> [Action item]: The first line of the entries below, the line containing "import java.io.IOException;", and every line between them should be repeated exactly, and nothing else.
*** Source data ***
PR #94, opened 2020-04-09
Remove commons-lang3

timja:
See: https://github.com/jenkinsci/workflow-cps-global-lib-plugin/pull/93#pullrequestreview-391129809

@jglick @dwnusbaum @bitwiseman

### DIFF
--- a/src/main/java/org/jenkinsci/plugins/workflow/libs/LibraryStep.java
+++ b/src/main/java/org/jenkinsci/plugins/workflow/libs/LibraryStep.java
@@ -41,7 +41,6 @@ import hudson.security.AccessControlled;
 import java.io.File;
 import java.io.IOException;
 import java.io.Serializable;
-import java.lang.reflect.InvocationTargetException;
 import java.lang.reflect.Method;
 import java.lang.reflect.Modifier;
 import java.net.URI;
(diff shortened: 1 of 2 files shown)


timja:
Ran a basic smoke test which seemed to work, the library was loaded:
```
library 'pipeline'
buildPlugin()
```

dwnusbaum:
@timja Thanks for filing the PR! I think that normal cases should work fine, my main concern is if @jglick had some particular reason not to use `InvokerHelper`. Maybe it was not used so that Groovy-specific features would not work with the library step to avoid potential sandbox issues?

jglick:
> if @jglick had some particular reason not to use `InvokerHelper`

To the extent I can recall now, I think I just did not realize it was available.

src/main/java/org/jenkinsci/plugins/workflow/libs/LibraryStep.java
```diff
@@ -265,16 +263,10 @@ public AutoCompletionCandidates doAutoCompleteIdentifier(@AncestorInPath ItemGro
         @Override public Object invokeMethod(String name, Object _args) {
             Class<?> c = loadClass(prefix + clazz);
             Object[] args = _args instanceof Object[] ? (Object[]) _args : new Object[] {_args}; // TODO why does Groovy not just pass an Object[] to begin with?!
```
dwnusbaum, line 265: nit: `InvokerHelper` handles this conversion internally via `InvokerHelper.asArray`, so I think this line could be removed now.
***
> [Result]:
PR #94, opened 2020-04-09
Remove commons-lang3

timja:
See: https://github.com/jenkinsci/workflow-cps-global-lib-plugin/pull/93#pullrequestreview-391129809

@jglick @dwnusbaum @bitwiseman

### DIFF
--- a/src/main/java/org/jenkinsci/plugins/workflow/libs/LibraryStep.java
+++ b/src/main/java/org/jenkinsci/plugins/workflow/libs/LibraryStep.java
@@ -41,7 +41,6 @@ import hudson.security.AccessControlled;
 import java.io.File;
 import java.io.IOException;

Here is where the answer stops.